Si ma vieille mère n’avait pas déjà perdu deux d’entre nous, Dieu me damne si je ne frapperais pas volontiers quelques bons coups pour notre brave tribun.

— En ce cas vous ferez bien de vous mettre un peu plus de vif-argent dans les veines, continua Baroncelli, ou vous vous trouverez en retard. Et ce serait grand dommage. Si vous en croyez le tribun, il est le seul homme qui puisse sauver Rome. Comment, vous, le plus beau peuple du monde, vous ne pouvez pas vous sauver vous-mêmes ? Vous dépendez d’un seul homme ! Vous êtes incapables de faire la loi aux Colonna et aux Orsini ! Mais qui donc a battu les barons à San Lorenzo ? N’était-ce pas vous ? Ah ! vous avez gagné les coups et le tribun la moneta ! Fi ! mes amis, laissez-le partir ; je vous garantis qu’il y en a bon nombre qui le valent bien et qu’on aura à meilleur marché. Et tenez ! Voilà la troisième fanfare ; il est trop tard maintenant ! »

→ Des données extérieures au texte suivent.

PR #4232, opened 2022-09-17
Add Shape control system

knelli2:
### Code review checklist

  Then open `index.html`.
  `new feature` if appropriate.

### DIFF
--- a/src/ControlSystem/ControlErrors/Shape.hpp
+++ b/src/ControlSystem/ControlErrors/Shape.hpp
@@ -1,0 +1,152 @@
+// Distributed under the MIT License.
+// See LICENSE.txt for details.
+
+#pragma once
+
+#include <cmath>
+#include <cstddef>
+#include <pup.h>
+#include <string>
+
+#include "ApparentHorizons/ObjectLabel.hpp"
+#include "ControlSystem/ApparentHorizons/Measurements.hpp"
+#include "ControlSystem/Protocols/ControlError.hpp"
+#include "ControlSystem/Tags.hpp"
+#include "DataStructures/DataVector.hpp"
+#include "NumericalAlgorithms/SphericalHarmonics/SpherepackIterator.hpp"
+#include "Options/Options.hpp"
+#include "Parallel/GlobalCache.hpp"
+#include "Utilities/EqualWithinRoundoff.hpp"
+#include "Utilities/ErrorHandling/Assert.hpp"
+#include "Utilities/ForceInline.hpp"
+#include "Utilities/ProtocolHelpers.hpp"
+#include "Utilities/TMPL.hpp"
+#include "Utilities/TaggedTuple.hpp"
+
+/// \cond
+namespace domain::Tags {
+template <size_t Dim>
+struct Domain;
+struct FunctionsOfTime;
+}  // namespace domain::Tags
+namespace Frame {
+struct Grid;
+}  // namespace Frame
+/// \endcond
+
+namespace control_system {
+namespace ControlErrors {
+namespace detail {
+template <::ah::ObjectLabel Horizon>
+std::string excision_sphere_name() {
+  return "Object"s + ::ah::name(Horizon) + "ExcisionSphere"s;
+}
+
+template <::ah::ObjectLabel Horizon>
+std::string size_name() {
+  return "Size"s + ::ah::name(Horizon);
+}
+}  // namespace detail
+
+/*!
+ * \brief Control error in the
+ * \link domain::CoordinateMaps::TimeDependent::Shape Shape \endlink coordinate
+ * map
+ *
+ * \details Computes the error for each \f$ l,m \f$ mode of the shape map except
+ * for \f$ l=0 \f$ and \f$ l=1 \f$. This is because the \f$ l=0 \f$ mode is
+ * controlled by characteristic speed control, and the \f$ l=1 \f$ mode is
+ * redundant with the \link
+ * domain::CoordinateMaps::TimeDependent::Translation Translation \endlink map.
+ * The equation for the control error is Eq. (77) from \cite Hemberger2012jz
+ * which is
+ *
+ * \f{align}
+ * Q_{lm} &= -\frac{\sqrt{\frac{\pi}{2}} r_\mathrm{EB} -
+ * Y_{00}\lambda_{00}(t)}{Y_{00}S_{00}} S_{lm} - \lambda_{lm}(t), \quad l>1
+ * \label{eq:shape_control_error}
+ * \f}
+ *
+ * where \f$ r_\mathrm{EB} \f$ is the radius of the excision boundary in the
+ * grid frame, \f$ \lambda_{00}(t) \f$ is the size map parameter, \f$
+ * \lambda_{lm}(t) \f$ for \f$ l>1 \f$ are the shape map parameters, and \f$
+ * S_{lm}\f$ are the coefficients of the harmonic expansion of the apparent
+ * horizon. The coefficients \f$ \lambda_{lm}(t) \f$ (including \f$ l=0 \f$) and
+ * \f$ S_{lm}\f$ are stored as the real-valued coefficients \f$ a_{lm} \f$ and
+ * \f$ b_{lm} \f$ of the SPHEREPACK spherical-harmonic expansion (in
+ * YlmSpherepack) as opposed to complex coefficients \f$ A_{lm} \f$ of the
+ * standard \f$ Y_{lm} \f$ decomposition. The representation does not matter
+ * here except for the term involving \f$ r_\mathrm{EB} \f$. Because \f$ a_{00}
+ * = \sqrt{\frac{2}{\pi}}A_{00} \f$, there is an extra factor of \f$
+ * \sqrt{\frac{2}{\pi}} \f$ in the above formula.
+ *
+ * Requirements:
+ * - This control error requires that there be at least one excision surface in
+ *   the simulation
+ * - Currently this control error can only be used with the \link
+ *   control_system::Systems::Shape Shape \endlink control system
+ */
+template <::ah::ObjectLabel Horizon>
+struct Shape : tt::ConformsTo<protocols::ControlError> {
+  using options = tmpl::list<>;
+  static constexpr Options::String help{
+      "Computes the control error for shape control. This should not take any "
+      "options."};
+
+  void pup(PUP::er& /*p*/) {}
+
+  template <typename Metavariables, typename... TupleTags>
+  DataVector operator()(const Parallel::GlobalCache<Metavariables>& cache,
+                        const double time,
+                        const std::string& function_of_time_name,
+                        const tuples::TaggedTuple<TupleTags...>& measurements) {
+    const auto& domain = get<domain::Tags::Domain<3>>(cache);
+    const auto& functions_of_time = get<domain::Tags::FunctionsOfTime>(cache);
+    const DataVector lambda_lm_coefs =
+        functions_of_time.at(function_of_time_name)->func(time)[0];
+    const double lambda_00_coef =
+        functions_of_time.at(detail::size_name<Horizon>())->func(time)[0][0];
+
+    const auto& ah =
+        get<control_system::QueueTags::Strahlkorper<Frame::Grid>>(measurements);
+    const auto& ah_coefs = ah.coefficients();
+
+    ASSERT(lambda_lm_coefs.size() == ah_coefs.size(),
+           "Number of coefficients for shape map '"
+               << function_of_time_name << "' (" << lambda_lm_coefs.size()
+               << ") does not match the number of coefficients in the AH "
+                  "Strahlkorper ("
+               << ah_coefs.size() << ").");
+
+    const auto& excision_spheres = domain.excision_spheres();
+    // See above docs for why we have the sqrt(pi/2)
+    const double radius_excision_sphere_grid_frame =
+        sqrt(0.5 * M_PI) *
+        excision_spheres.at(detail::excision_sphere_name<Horizon>()).radius();
+
+    const double Y00 = sqrt(0.25 / M_PI);
+    SpherepackIterator iter{ah.l_max(), ah.m_max()};
+    const double relative_size_factor =
+        (radius_excision_sphere_grid_frame / Y00 - lambda_00_coef) /
+        ah_coefs[iter.set(0, 0)()];
+
+    // The map parameters are in terms of SPHEREPACK coefficients (just like
+    // strahlkorper coefficients), *not* spherical harmonic coefficients, thus
+    // the control error for each l,m is in terms of SPHEREPACK coefficients
+    // and no extra factors of sqrt(2/pi) are needed
+    DataVector Q = -relative_size_factor * ah_coefs - lambda_lm_coefs;
+
+    // Shape control is only for l > 1 so enforce that Q=0 for l=0,l=1. These
+    // components of the control error won't be 0 automatically because the AH
+    // can freely have nonzero l=0 and l=1 coefficients so we have to set the
+    // control error components to be 0 manually.
+    Q[iter.set(0, 0)()] = 0.0;
+    Q[iter.set(1, -1)()] = 0.0;
+    Q[iter.set(1, 0)()] = 0.0;
+    Q[iter.set(1, 1)()] = 0.0;
+
+    return Q;
+  }
+};
+}  // namespace ControlErrors
+}  // namespace control_system
--- a/tests/Unit/ControlSystem/ControlErrors/CMakeLists.txt
+++ b/tests/Unit/ControlSystem/ControlErrors/CMakeLists.txt
@@ -5,6 +5,7 @@ set(LIBRARY_SOURCES
   ${LIBRARY_SOURCES}
   ControlErrors/Test_Expansion.cpp
   ControlErrors/Test_Rotation.cpp
+  ControlErrors/Test_Shape.cpp
   ControlErrors/Test_SizeControlStates.cpp
   ControlErrors/Test_Translation.cpp
   PARENT_SCOPE)
--- a/tests/Unit/ControlSystem/ControlErrors/Test_Shape.cpp
+++ b/tests/Unit/ControlSystem/ControlErrors/Test_Shape.cpp
@@ -1,0 +1,184 @@
+// Distributed under the MIT License.
+// See LICENSE.txt for details.
+
+#include "Framework/TestingFramework.hpp"
+
+#include <array>
+#include <cmath>
+#include <cstddef>
+#include <limits>
+#include <memory>
+#include <random>
+#include <string>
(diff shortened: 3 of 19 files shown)


src/ControlSystem/ControlErrors/Shape.hpp
```diff
@@ -0,0 +1,149 @@
...
+namespace Frame {
+struct Grid;
+}  // namespace Frame
+/// \endcond
+
+namespace control_system {
+namespace ControlErrors {
+namespace detail {
+template <::ah::ObjectLabel Horizon>
+std::string excision_sphere_name() {
```
wthrowe, line 41: `#include <string>`

src/ControlSystem/ControlErrors/Shape.hpp
```diff
@@ -0,0 +1,149 @@
...
+
+template <::ah::ObjectLabel Horizon>
+std::string size_name() {
+  return "Size"s + ::ah::name(Horizon);
+}
+
+// This is the Y00 spherical harmonic expressed in terms of SPHEREPACK
+// coefficients which has an extra factor of sqrt(2/pi) in front of the
+// original coefficient sqrt(1/4pi)
+SPECTRE_ALWAYS_INLINE double y00_spherepack_coef() { return sqrt(0.5) / M_PI; }
```
wthrowe: `#include "Utilities/ForceInline.hpp"`

src/ControlSystem/ControlErrors/Shape.hpp
```diff
@@ -0,0 +1,149 @@
...
+    const auto& domain = get<domain::Tags::Domain<3>>(cache);
+    const auto& functions_of_time = get<domain::Tags::FunctionsOfTime>(cache);
+    const DataVector lambda_lm_coefs =
+        functions_of_time.at(function_of_time_name)->func(time)[0];
+    const double lambda_00_coef =
+        functions_of_time.at(detail::size_name<Horizon>())->func(time)[0][0];
+
+    const auto& ah =
+        get<control_system::QueueTags::Strahlkorper<Frame::Grid>>(measurements);
+    const auto ah_coefs = ah.coefficients();
```
wthrowe: Reference?

src/ControlSystem/ControlErrors/Shape.hpp
```diff
@@ -0,0 +1,149 @@
...
+
+    ASSERT(lambda_lm_coefs.size() == ah_coefs.size(),
+           "Number of coefficients for shape map '"
+               << function_of_time_name << "' (" << lambda_lm_coefs.size()
+               << ") does not math the number of coefficients in the AH "
```
wthrowe: "math" -> "match"

tests/Unit/ControlSystem/ControlErrors/CMakeLists.txt
```diff
@@ -6,5 +6,6 @@ set(LIBRARY_SOURCES
   ControlErrors/Test_Expansion.cpp
   ControlErrors/Test_Rotation.cpp
   ControlErrors/Test_SizeControlStates.cpp
+  ControlErrors/Test_Shape.cpp
```
wthrowe, line 8: 'h' < 'i'

tests/Unit/ControlSystem/ControlErrors/Test_Shape.cpp
```diff
@@ -0,0 +1,187 @@
...
+}  // namespace Frame
+
+namespace control_system {
+namespace {
+using FoTMap = std::unordered_map<
+    std::string, std::unique_ptr<domain::FunctionsOfTime::FunctionOfTime>>;
+// We use the distorted frame here because that is where the apparent horizons
+// will be found, however, for this test it doesn't really matter because we
+// randomize the initial data
+using Strahlkorper = Strahlkorper<Frame::Grid>;
```
wthrowe: This comment doesn't seem to match the code.

tests/Unit/ControlSystem/Systems/Test_Shape.cpp
```diff
@@ -0,0 +1,513 @@
...
+
+template <typename Generator, typename Metavars, size_t DerivOrder>
+void test_shape_control(
+    const gsl::not_null<Generator*> generator,
+    const gsl::not_null<SystemHelper<Metavars>*> system_helper,
+    const double initial_time, const double final_time, const size_t l_max,
+    const domain::FunctionsOfTime::PiecewisePolynomial<DerivOrder>&
+        ah_coefs_function_of_time,
+    const double func_eps, const double deriv_eps) {
+  // First 3 zeros are for translation, rotation, and expansion
```
wthrowe: What is this comment referring to?

tests/Unit/ControlSystem/Systems/Test_Shape.cpp
```diff
@@ -0,0 +1,513 @@
...
+  using system = typename metavars::shape_system;
+
+  // Responsible for running all control system checks
+  SystemHelper<metavars> system_helper{};
+  SpherepackIterator iter{l_max, l_max};
+  const size_t num_ah_coeffs = iter.spherepack_array_size();
+  std::uniform_real_distribution<double> coef_dist{-0.1, 0.1};
+  // Hard code the radius to 1 because shape doesn't depend on the size of the
+  // strahlkorper
+  const double ah_radius = 1.0;
```
wthrowe: If the value is irrelevant don't use 1.

tests/Unit/ControlSystem/Systems/Test_Shape.cpp
```diff
@@ -0,0 +1,513 @@
...
+  const double initial_time = 0.0;
+  const double final_time = 150.0;
+
+  // Setup initial shape map coefficients. In the map the coefficients are
+  // stored as the negative of the actual spherical harmonic coefficients
+  // because that's just how the map is defined. But since these are random
+  // numbers it doesn't matter for initial data. Also set initial size map
+  // coefficient. Here we only test non-changing size. A test with a changing
+  // size parameter can be added in later in needed.
```
wthrowe: "in" (second) -> "if"

tests/Unit/ControlSystem/Systems/Test_Shape.cpp
```diff
@@ -0,0 +1,513 @@
...
+  {
+    INFO(deriv_order_string + "Stationary spherical AH");
+    // Set all coefs back to zero first
+    initial_ah_coefs = zero_array;
+    initial_ah_coefs[0][iter.set(0, 0)()] = ah_radius;
+    expected_ah_coefs = {initial_time, initial_ah_coefs,
+                         std::numeric_limits<double>::infinity()};
+    test_shape_control(generator, make_not_null(&system_helper), initial_time,
+                       final_time, l_max, expected_ah_coefs, deriv_eps,
+                       deriv_eps);
```
wthrowe: Most of these calls use `deriv_eps` twice.  Is this intentional?

tests/Unit/ControlSystem/Systems/Test_Shape.cpp
```diff
@@ -0,0 +1,513 @@
...
+    // Ensure that radius of AH is positive and constant
+    initial_ah_coefs[0][iter.set(0, 0)()] = ah_radius;
+    initial_ah_coefs[1] = zero_dv;
+    initial_ah_coefs[2] = zero_dv;
+    expected_ah_coefs = {initial_time, initial_ah_coefs,
+                         std::numeric_limits<double>::infinity()};
+    test_shape_control(generator, make_not_null(&system_helper), initial_time,
+                       final_time, l_max, expected_ah_coefs, deriv_eps,
+                       deriv_eps);
+    (void)func_eps;
```
wthrowe: Remove.

tests/Unit/ControlSystem/Systems/Test_Shape.cpp
```diff
@@ -0,0 +1,513 @@
...
+    expected_ah_coefs = {initial_time, initial_ah_coefs,
+                         std::numeric_limits<double>::infinity()};
+    test_shape_control(generator, make_not_null(&system_helper), initial_time,
+                       final_time, l_max, expected_ah_coefs, deriv_eps,
+                       deriv_eps);
+  }
+  system_helper.reset();
+  {
+    INFO(deriv_order_string +
+         "AH coefficients quadratically increasing/decreasing");
```
wthrowe, line 335: I don't understand this case.  It looks like it will have a cubic part if DerivOrder is 3.  Also, why the division by `cube(i + 5)`?

tests/Unit/ControlSystem/Systems/Test_Shape.cpp
```diff
@@ -0,0 +1,513 @@
...
+      if (DerivOrder > 2) {
+        initial_ah_coefs[3][iter()] =
+            -cube(freq) * cos(freq * initial_time + offset);
+      }
+    }
+    // Ensure that radius of AH is positive and constant
+    initial_ah_coefs = amplitude * initial_ah_coefs;
+    initial_ah_coefs[0][iter.set(0, 0)()] = ah_radius;
+    initial_ah_coefs[1][iter.set(0, 0)()] = 0.0;
+    initial_ah_coefs[2][iter.set(0, 0)()] = 0.0;
```
wthrowe, line 400: Should this set `[3]` as well?

tests/Unit/ControlSystem/Systems/Test_Shape.cpp
```diff
@@ -0,0 +1,513 @@
...
+  // based off the constant offset in the control error.
+  const double custom_approx_func_eps = 5.0e-3;
+  // This epsilon is mostly necessary for deriv order 3. For most of deriv order
+  // 2, we can use an epsilon of 5.0e-10, but occasionally there are cases where
+  // the error for deriv order 2 is larger than 5.0e-10 so to be safe we just
+  // use 5.0e-5 all the time.
+  const double custom_approx_deriv_eps = 5.0e-5;
+
+  std::vector<size_t> ells_to_test{2, 5, 7};
+  // std::vector<size_t> ells_to_test{2};
```
wthrowe: Remove.

tests/Unit/ControlSystem/Systems/Test_Shape.cpp
```diff
@@ -0,0 +1,513 @@
...
+}
+
+// [[Timeout, 15]]
+SPECTRE_TEST_CASE("Unit.ControlSystem.Systems.Shape", "[ControlSystem][Unit]") {
+  MAKE_GENERATOR(generator);
+  domain::FunctionsOfTime::register_derived_with_charm();
+
+  test_names();
+
+  // For some of the faster changing AHs, (quadratic and sinusoid) the control
```
wthrowe: What counts as fast?  I wouldn't usually consider a sinusoid with a period of at least 150 to be rapidly varying, although I'm not sure what the relevant timescale to compare to is.

tests/Unit/ControlSystem/Systems/Test_Shape.cpp
```diff
@@ -0,0 +1,513 @@
...
+  // system isn't able to perfectly match the expected map parameters, but it is
+  // able to get the control error to be a small constant offset (rather than
+  // 0). This larger epsilon accounts for the difference in the map parameters
+  // (not their derivatives though which it is able to more accurately match)
+  // based off the constant offset in the control error.
+  const double custom_approx_func_eps = 5.0e-3;
+  // This epsilon is mostly necessary for deriv order 3. For most of deriv order
```
wthrowe: Is it expected that a higher-order control system performs significantly worse?

wthrowe (changes requested):

tests/Unit/ControlSystem/Systems/Test_Shape.cpp
knelli2: Yes because `deriv_eps` is stricter and for these tests that are stationary or linear, both the function and derivative can be checked using this smaller epsilon.

But I agree, the name is sort of confusing. Maybe I'll rename them to `stricter_eps` and `looser_eps` to avoid tying their meaning to func vs deriv.

tests/Unit/ControlSystem/Systems/Test_Shape.cpp
knelli2: Not necessarily faster, but I noticed the constant offset for the quadratic and sinusoidal coefficients of the AHs, and I've seen this behavior in SpEC sometimes.

tests/Unit/ControlSystem/Systems/Test_Shape.cpp
knelli2: These numbers are pretty old. I don't think they are true anymore. I'll remove the confusing comment

tests/Unit/ControlSystem/Systems/Test_Shape.cpp
```diff
@@ -178,16 +174,16 @@ void test_suite(const gsl::not_null<Generator*> generator, const size_t l_max,
   std::uniform_real_distribution<double> coef_dist{-0.1, 0.1};
   // Hard code the radius to 1 because shape doesn't depend on the size of the
   // strahlkorper
-  const double ah_radius = 1.0;
+  const double ah_radius = 1.63;
```
wthrowe: Update comment.

wthrowe (changes requested):
Squash.

wthrowe (dismissed):

src/ControlSystem/ControlErrors/Shape.hpp
```diff
@@ -0,0 +1,151 @@
...
+
+template <::ah::ObjectLabel Horizon>
+std::string size_name() {
+  return "Size"s + ::ah::name(Horizon);
+}
+
+// This is the Y00 spherical harmonic expressed in terms of SPHEREPACK
+// coefficients which has an extra factor of sqrt(2/pi) in front of the
+// original coefficient sqrt(1/4pi)
+SPECTRE_ALWAYS_INLINE double y00_spherepack_coef() { return sqrt(0.5) / M_PI; }
```
markscheel: The Y00 spherical harmonic is a function, not a coefficient, so I don't really understand the comment. If you really need this quantity, please name it something like y00_times_sqrt_two_over_pi (although that name is ambiguous too; there must be a better name).

src/ControlSystem/ControlErrors/Shape.hpp
```diff
@@ -0,0 +1,151 @@
...
+ * for \f$ l=0 \f$ and \f$ l=1 \f$. This is because the \f$ l=0 \f$ mode is
+ * controlled by characteristic speed control, and the \f$ l=1 \f$ mode is
+ * redundant with the \link
+ * domain::CoordinateMaps::TimeDependent::Translation Translation \endlink map.
+ * The equation for the control error is Eq. (77) from \cite Hemberger2012jz
+ * which is
+ *
+ * \f[ Q_{lm} = -\frac{r_\mathrm{EB} - Y_{00}\lambda_{00}(t)}{Y_{00}S_{00}}
+ * S_{lm} - \lambda_{lm}(t), \quad l>1
+ * \f]
```
markscheel: Please put the factor of sqrt(pi/2) here explicitly. Here Y_00 isn't really Y_00 because lambda_00 and S_00 aren't really the spherical harmonic coefficients.
I think if you multiply `r_\mathrm{EB}` by `sqrt(pi/2)` and leave the rest of the equation as-is, then it is correct, with the standard definition of Y_00.  I wouldn't call something Y_00 if it is not actually Y_00.

And I think the note below should be replaced with a statement right here, explaining where the sqrt(pi/2) comes from.  Something like
```
* where \f$ r_\mathrm{EB} \f$ is the radius of the excision boundary in the
* grid frame, \f$ \lambda_{00}(t) \f$ is the size map parameter, \f$ \lambda_{lm}(t) \f$ for
* \f$l!=0\f$ are the shape map parameters,
*  and \f$ S_{lm}\f$ are the coefficients of the harmonic expansion of the apparent horizon.
* The coefficients \f$ \lambda_{lm}(t) \f$ (including \f$l=0\f$) and \f$ S_{lm}\f$ are stored as 
* the real-valued coefficients
* \f$a_{lm}\f$ and \f$b_{lm}$ of the SPHEREPACK spherical-harmonic expansion 
*  (equation 1 in YlmSpherepack.hpp [can doxygen reference equations in other files
*  without explicitly giving equation numbers?  And can it link to them?]) as opposed to complex coefficients
* \f$A_{lm}$ of the standard \f$Y_{lm}\f$ decomposition. 
* The representation does not matter here except for the term
* involving  \f$r_\mathrm{EB}\f$. Because \f$a_{00} = \sqrt(2/pi)A_{00}\f$, there is an extra
* \f$sqrt(2/pi)\f$ in Eq. BLA above.
```

I will submit a new PR that will add more documentation to YlmSpherepack, where I will add formulas for transformations between the Spherepack coefficients and the standard Ylm decomposition, and also real-valued spherical harmonics which we sometimes use.

src/ControlSystem/ControlErrors/Shape.hpp
```diff
@@ -0,0 +1,151 @@
...
+               << function_of_time_name << "' (" << lambda_lm_coefs.size()
+               << ") does not match the number of coefficients in the AH "
+                  "Strahlkorper ("
+               << ah_coefs.size() << ").");
+
+    const auto& excision_spheres = domain.excision_spheres();
+    const double radius_excision_sphere_grid_frame =
+        excision_spheres.at(detail::excision_sphere_name<Horizon>()).radius();
+
+    // Y00 coefficient expressed as SPHEREPACK coefficient
```
markscheel: Please reword; Y00 is not a coefficient.

markscheel (changes requested):

src/ControlSystem/ControlErrors/Shape.hpp
knelli2: Couldn't figure out equation referencing with doxygen so I just linked the whole `YlmSpherepack` doc instead.

markscheel (dismissed):
Looks good! Pls squash.

wthrowe (changes requested):
The code changes look fine, but the Unit.ControlSystem.Systems.Shape test is timing out sometimes on CI even with a limit of 15 seconds.

Skimming the code, I see that, in addition to whatever the control system test helper is doing, this test is doing 6 runs with 10000 time steps each.  Can that be reduced?

knelli2:
@wthrowe That was just for calculating an expected function of time to compare against for that case. I used a lot of updates just so it would be smooth but I guess I went a bit overboard. Reduced the number of updates/time steps for that by a factor of 10.

wthrowe:
Yes, it looks like my guess was wrong and that wasn't the problem.  We're still getting timeouts.

knelli2:
Having larger $\ell$ can slow things down because of the number of components. Should I remove the largest $\ell$ I test and only have the first two?

wthrowe:
Yes, let's try that.

wthrowe (approved):
Test time looks much better now.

Pendant que la trompette envoyait dans le lointain son appel long et mélancolique, c’était comme le dernier avertissement donné par le génie de Rome, avant de prendre son vol. Et quand le silence eut absorbé le son, un morne découragement envahit l’assemblée. On commença à regretter, à se repentir, à présent que le repentir et les regrets ne servaient plus à rien. Les bouffonneries de Baroncelli ne les firent plus rire et l’orateur eut la mortification de voir ses auditeurs se disperser dans toutes les directions, juste au moment où il allait leur apprendre les grandes choses qu’il pouvait lui-même faire en leur faveur.

Pendant ce temps, le tribun, traversant sain et sauf le dangereux quartier occupé par l’ennemi, qui, effrayé à son approche, se cacha dans sa forteresse, se rendit au château de San Angelo, où Nina l’avait déjà précédé, prête à l’accueillir par un sourire d’amour en le voyant sauvé, mais sans verser une larme sur ses revers.